凌晨三点的钟声穿透雪松别墅的寂静时,沈星遥是被喉间的腥甜惊醒的。他踉跄着冲进浴室,紫藤花信息素因剧痛而紊乱,在镜面上凝成破碎的花影。剧烈的咳嗽震得胸腔发疼,掌心摊开时,刺目的猩红在惨白的灯光下格外狰狞。
“又弄脏了……”他喃喃自语,声音沙哑得像被砂纸磨过。从毛巾架上扯下毛巾擦手,动作熟稔得如同每日呼吸。镜中的少年黑发凌乱,紫眸下方有着挥之不去的青影,校服领口露出的后颈腺体处,标记的雪松纹因疼痛而黯淡无光。
顾珩推开浴室门时,正看见沈星遥蹲在地上擦拭瓷砖缝里的血迹,紫藤花信息素虚弱地飘着,像随时会熄灭的烛火。“遥遥?”他声音里带着刚睡醒的沙哑,雪松味信息素在看到洗手台上的血渍时,骤然收紧。
沈星遥身体一僵,慌忙将沾血的毛巾藏到身后,指尖却在颤抖:“对不起……弄脏了你的地板……”他低着头,黑发遮住大半张脸,仿佛那摊血迹是什么不可饶恕的罪孽。
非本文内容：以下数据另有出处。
PR #1242, opened 2022-07-26
Activity Log

agalin920:


cypress/e2e/reports/activity-log/activity-log.spec.js
```diff
@@ -0,0 +1,232 @@
...
+  });
+
+  describe("Resource Tab", () => {
+    it("Navigates to Resource Detail on Resource Item click", () => {
+      cy.waitOn("/v1/env/audits*", () => {
+        cy.visit(
+          "/reports/activity-log/resources?from=2022-07-14&to=2022-07-16"
+        );
+      });
+      cy.wait(1000);
```
shrunyan, line 117: why an additional `wait` after the `waitOn`?

cypress/e2e/reports/activity-log/activity-log.spec.js
```diff
@@ -0,0 +1,232 @@
...
+        "/reports/activity-log/resources/7-f28fd4d4a9-qtjb66"
+      );
+    });
+  });
+
+  describe("Skeletons", () => {
+    it("Displays All Skeletons while initial API is called", () => {
+      cy.intercept("/v1/env/audits*", (req) => {
+        req.continue(async (res) => {
+          await new Promise((resolve) => setTimeout(resolve, 4000));
```
shrunyan, line 130: This is subtle complex. Please add a comment explaining. My understanding is we are inserting an explicit 4 seconds of time to ensure skeletons are rendered to test for their presence.

src/apps/content-editor/src/app/views/ItemEdit/Content/Actions/Widgets/WidgetDraftHistory/WidgetDraftHistory.js
```diff
@@ -53,21 +48,35 @@ export default connect((state, props) => {
...
+            </ul>
+            {/* TODO: Replace this link with Zesty MUI AppLink */}
+            <Link
+              color="#FF5D03"
+              underline="hover"
+              href="#"
+              onClick={(evt) => {
+                evt.preventDefault();
+                history.push(
+                  `/reports/activity-log/resources/${props.itemZUID}`
```
shrunyan, line 71: I won't mark this as blocking to deploy but we need a better abstraction for internal app link routing than supplanting default a tag behavior.

src/apps/reports/src/app/views/ActivityLog/components/ActionTimelineItem/TimelineItem.js
```diff
@@ -0,0 +1,179 @@
...
+          variant="caption"
+          component="div"
+          color="text.secondary"
+          sx={{
+            whiteSpace: "nowrap",
+            overflow: "hidden",
+            textOverflow: "ellipsis",
+          }}
+        >
+          {" "}
```
shrunyan, line 152: Is this spacing intentional?

src/shell/index.js
```diff
@@ -9,6 +9,8 @@ import { Router } from "react-router-dom";
 import { ThemeProvider, createTheme } from "@mui/material/styles";
 import { theme } from "@zesty-io/material";
 
+import "chart.js/auto";
```
shrunyan, line 12: Why does this happen in the shell?

src/utility/resolveResourceType.js
```diff
@@ -0,0 +1,11 @@
+export const resolveResourceType = (ZUID) => {
```
shrunyan, line 1: This should probably exist in this dep: https://github.com/zesty-io/zuid-js

src/utility/instanceZUID.js
```diff
@@ -0,0 +1,2 @@
+const instanceZUID = window.location.host.split(".")[0];
```
shrunyan, line 1: This happens on app boot and is added to the store. Can the store value be selected instead of adding this util?

shrunyan (changes requested):
The `.DS_Store` files should not be part of the PR. Please check the .gitignore and ensure those OS files are excluded.

src/apps/content-editor/src/app/views/ItemEdit/Content/Actions/Widgets/WidgetDraftHistory/WidgetDraftHistory.js
agalin920: Agreed I believe its marked with a TODO to replace with the yet to be completed Zesty MUI AppLink

src/utility/instanceZUID.js
agalin920: This was added in the previous RTK Query implementation and it is used to construct the RTK Query base url so I don't think I would be able to select it from the store

shrunyan:
@zcolah it looks like we do not have hover states on the resource list view items. Are these accounted for in the design?

src/shell/index.js
agalin920: Ah this is required for v3 and added it here to verify all charts. Will move

cypress/e2e/reports/activity-log/activity-log.spec.js
agalin920: Testing purposes. Will remove

shrunyan:
@agalin920 functional feedback.

- view button on the resource > item view is not deep linking me to the item edit view. seems to link to /content regardless of log type
- when clicking into an item from the resource list view it seems the query parameters are added introducing a additional browser history state causing the back button to not take me back to the resource list view, unless pressed multiple times.

agalin920:
@shrunyan 
"view button on the resource > item view is not deep linking me to the item edit view. seems to link to /content regardless of log type "

This is caused by newly added log items not having proper URLs in the API response. Need to log a bug for it and transition to FE URL construction  

"when clicking into an item from  the resource list view it seems the query parameters are added introducing a additional browser history state causing the back button to not take me back to the resource list view, unless pressed multiple times"

This should be fixed now

zcolah (approved):
**Great job Andres. Future fixes we will make are:** 

1. Identifying a manner to incorporate a scroll bar into our UI
2. Reviewing text updating below Activity Log
3. Finalizing name (b/w Activity Log and Audit Log)
4. Calling out items with Missing Meta Titles properly 
5. Handle edge case of created not coming up for old items (before 2020)

shrunyan (approved):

顾珩的心脏猛地一抽,雪松味信息素瞬间包裹住他冰凉的身体。他想起监控里沈星遥咳血后那句“真麻烦”,想起老屋里他对着过期面包发呆的模样,金瞳里翻涌着难以言喻的疼惜。“跟我说什么对不起。”他蹲下身,指尖擦过沈星遥嘴角的血渍,“哪里疼?”
“没……没事……”沈星遥想躲开,却被顾珩扣住后颈,Alpha的指尖按在他发烫的腺体上,那里的信息素频率低得可怕。雪松味信息素探入他的身体,精准定位到胃部的炎症区域,却在触到那些陈旧的伤疤时,骤然一滞——那是长期营养不良和应激反应留下的痕迹。
“顾珩……”沈星遥突然咳嗽起来,这次没来得及捂嘴,猩红的血迹溅在顾珩纯白的雪松纹睡袍上,像雪地里绽开的绝望之花。他瞳孔骤缩,紫藤花信息素瞬间降到冰点,“对、对不起……我不是故意的……”
“不准道歉。”顾珩打断他,声音带着不容置疑的强硬,雪松味信息素却温柔地擦过他的嘴角,“你的血,弄脏我哪里都没关系。”他打横抱起人,雪松纹睡袍上的血迹在信息素的作用下,渐渐淡成紫藤花的形状。
沈星遥被按在床上时还在发抖,不是因为疼,而是因为愧疚。他看着顾珩睡袍上的血渍,又看看自己弄脏的床单,紫眸里满是自我厌弃:“我是不是很麻烦……”
“是。”顾珩点头,金瞳里却漾开温柔的笑意,“是我最宝贝的麻烦。”他拿出医疗箱,雪松味信息素裹着温热的毛巾,小心翼翼地替沈星遥擦手,“以后再咳血,不准自己擦,听到没有?”
沈星遥没说话,只是看着顾珩专注的侧脸。Alpha的睫毛在眼下投出扇形阴影,雪松纹睡袍上的血迹被他用信息素凝成了紫藤花的图案,仿佛那不是污秽,而是某种甜蜜的印记。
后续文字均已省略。